Here is what you need to know.
Essentially, the FDIC insures deposits in several "ownership categories," which means you may actually be insured beyond the $100,000 limit you most often hear about. For example, single accounts in your name are covered up to $100,000 per bank. Joint accounts are a separate category and also get their own $100,000 of coverage per person per bank.
So if you and your wife have a joint savings account with $300,000 in it, $200,000 of that account is insured. Retirement accounts - which must be an actual retirement account, such as a IRA, SEP, etc., not just an account you consider part of your retirement savings - are covered for up to $250,000.
These limits apply only to bank deposits, however, which include checking, savings, money-market accounts, CDs and certain trust deposit accounts. It does not apply to other investments you may buy at the bank, such as mutual funds or annuities (which are covered in the Insurance section below).
But just because mutual funds aren't covered by FDIC insurance does not mean you would lose the money you have in mutual fund that you bought through the bank if that bank failed.
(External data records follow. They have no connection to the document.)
PR #951, opened 2019-08-29
FIX content block editing breaking when editing using IE11

bergice:
Fixes it by adding a Event constructor polyfill.

Resolves dnadesign/silverstripe-elemental#700
Resolves silverstripe/silverstripe-cms#2459


maxime-rainville:
This sounds like this is something that would be worth fixing in all supported version. Do we want to back port it all the way back to 4.2 or 4.3?

NightJar:
4.2 is out of support isn't it?

maxime-rainville:
We still have a branch for it ... or have we decided to keep those around?

robbieaverill:
I think it’s still in support. I was excluding it from Travis matrixes because it will probably get deleted soon

PR #956, opened 2019-09-24
BUG Search for both Save and Apply change when runnign behat test

maxime-rainville:
When versioned is installed, it changes the "save" button label which confuses behat.

This PR tests both possible labels when saving members.

# Depends on 
* https://github.com/silverstripe/silverstripe-behat-extension/pull/189


maxime-rainville:
In 4.4.3, the label was "Apply Changes" for non-versioned objects and "Save" for versioned objects. In 4.4.4 the label was changed to Save for everything.

Not sure which module this came from or if it was done on purpose. Admin requires versioned `^1@dev`. So in theory, the tests should be green whatever you install a release of versioned that produces an "Apply changes" button or a "Save" button.

robbieaverill:
That’s the background I needed :-) thanks

PR #957, opened 2019-09-25
Add tests for UsedOnTable

bergice:


bergice:
> Your new test doesn't appear to be passing.
> 
> I don't we should have this test on admin, because it will rely on elemental, which may or may not be installed.

How does this rely on elemental?

tests/php/UsedOnTableTest.php
```diff
@@ -0,0 +1,47 @@
...
+
+namespace SilverStripe\Admin\Tests;
+
+use SilverStripe\Admin\Forms\UsedOnTable;
+use SilverStripe\Assets\File;
+use SilverStripe\Control\HTTPRequest;
+use SilverStripe\Dev\SapphireTest;
+use SilverStripe\Dev\TestOnly;
+
+class UsedOnTableTest extends SapphireTest implements TestOnly
```
robbieaverill: You don't need to implement TestOnly in test classes (SapphireTest already does), only in stubs used in tests

maxime-rainville:
From the discussion we had earlier, I thought this was meant to test https://github.com/dnadesign/silverstripe-elemental/pull/734

If this test is meant to stand by itself and test the `updateUsage` hook on `UsedOnTable`, then it's fine, but it's not a substitute for writing unit tests for the other elemental PR.

tests/php/UsedOnTableTest.php
```diff
@@ -0,0 +1,47 @@
...
+        $usedOnTable = UsedOnTable::create("Used On");
+
+        $file1 = $this->objFromFixture(File::class, 'file1');
+        $usedOnTable->setRecord($file1);
+
+        $request = new HTTPRequest('GET', '/');
+        $response = $usedOnTable->usage($request);
+
+        $this->assertEquals(<<<JSON
+{"usage":[{"id":"SilverStripe\Assets\Shortcodes\FileLink\/1","title":"#1","type":"File Link","state":null,"link":null}]}
```
maxime-rainville: JSONDecoding the body and comparing it to a PHP array will probably give you more consistent results.

With a plain string, whatever you test passes depends on things like formatting and the order of keys.

robbieaverill:
Any chance of getting the tests green?

maxime-rainville:
Andre is off for the next fortnight. We've got a related issue with campaign admin https://github.com/silverstripe/silverstripe-campaign-admin/issues/128

We're thinking of introducing some fix that would allow DataObject to be marked as internal so they don't show up in places like campaign list and "used on" table.

ScopeyNZ:
Sounds like a job for https://github.com/silverstripe/silverstripe-cms/issues/2454

code/Forms/UsedOnTable.php
```diff
@@ -72,6 +72,10 @@ public function usage(HTTPRequest $request)
         $record = $this->getRecord();
         $usage = $record->findOwners();
 
+        $usage = $usage->filterByCallback(function($item) {
+            return !$item->config()->get('hide_in_campaigns');
```
emteknetnz, line 76: this is nasty and we definitely shouldn't do it.  it's creating a coupling between campaigns and the used on table when there doesn't need to be one

the way to remove stuff from the used on table is via the updateUsage extension hook

tests/php/UsedOnTableTest/UsedOnTableExtension.php
```diff
@@ -0,0 +1,20 @@
+<?php
+
+namespace SilverStripe\Admin\Tests\UsedOnTableTest;
+
+use SilverStripe\Assets\Shortcodes\FileLink;
+use SilverStripe\Core\Extension;
+use SilverStripe\ORM\ArrayList;
+use SilverStripe\ORM\DataObject;
+
+class UsedOnTableExtension extends Extension
```
emteknetnz, line 10: should implement TestOnly

tests/php/UsedOnTableTest/UsedOnTableExtension.php
```diff
@@ -0,0 +1,20 @@
...
+{
+    public function updateUsage(ArrayList &$usage, DataObject &$record)
+    {
+        $usage = $usage->exclude([
+            'ClassName' => [
+                FileLink::class,
```
emteknetnz, line 16: Should try and remove something other that FileLink since that's already removed by default https://github.com/silverstripe/silverstripe-asset-admin/blob/1.6/code/Extensions/UsedOnTableExtension.php

Even though it's on a different module, something may get confused when running this in the context of silverstripe/recipe-cms or kitchen-sink

code/Forms/UsedOnTable.php
```diff
@@ -72,6 +72,10 @@ public function usage(HTTPRequest $request)
         $record = $this->getRecord();
         $usage = $record->findOwners();
 
+        $usage = $usage->filterByCallback(function($item) {
```
emteknetnz, line 75: This is nasty and creates a coupling between campaigns and the used on table where there doesn't need to be one

Please remove this block.

tests/php/UsedOnTableTest/UsedOnTableExtension.php
emteknetnz, line 10:
```suggestion
class UsedOnTableExtension extends Extension implements TestOnly
```

tests/php/UsedOnTableTest/UsedOnTableExtension.php
emteknetnz, line 16: Should try and remove something other than FileLink since that's already removed by default https://github.com/silverstripe/silverstripe-asset-admin/blob/1.6/code/Extensions/UsedOnTableExtension.php

Even though it's on a different module, something may get confused when running this in the context of silverstripe/recipe-cms or kitchen-sink

Try and remove something generic such as a Page

tests/php/UsedOnTableTest.php
```diff
@@ -0,0 +1,56 @@
...
+use SilverStripe\Admin\Forms\UsedOnTable;
+use SilverStripe\Assets\File;
+use SilverStripe\Control\HTTPRequest;
+use SilverStripe\Dev\SapphireTest;
+
+class UsedOnTableTest extends SapphireTest
+{
+    protected static $fixture_file = 'UsedOnTableTest.yml';
+
+    public function testOK()
```
emteknetnz, line 14:
```suggestion
    public function testNotExcluded()
```

tests/php/UsedOnTableTest/UsedOnTableExtension.php
emteknetnz: @bergice still one unresolved comment here

bergice: We override the extensions in the tests which should resolve this.

emteknetnz: What I mean is update the test so that you're excluding File's on Pages from showing in the UsedOnTable, rather than Files associated with FileLink, because FileLink is removed by default anywhere whereas Pages aren't, so this way we're testing that the `updateUsage` extension is actually removing something

bergice: How come `FileLink`'s are removed by default and where does this happen?

emteknetnz: In UsedOnTableExtension.php - I linked to that a few comments above

bergice: That's what I meant by excluding having the extension be excluded in the tests: https://github.com/silverstripe/silverstripe-admin/pull/957/files#diff-1a65f9abdcc3690e7d4512d51a4ac09aR16

emteknetnz: OK gotcha

emteknetnz (approved):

Mutual fund assets are not part of the bank's assets - they're held in separate accounts - so they don't even come into play when toting up the bank's assets and liabilities.
As for the value of any mutual funds you acquired through a bank, that would be determined by the market value of their underlying securities, the same as any other mutual funds.
One caveat: if you invest in a bank money-market account, that money is covered by FDIC insurance, since that account is a bank deposit. If, on the other hand, you buy a money-market fund at the bank, that's not covered by FDIC insurance since a money-market fund is a type of mutual fund.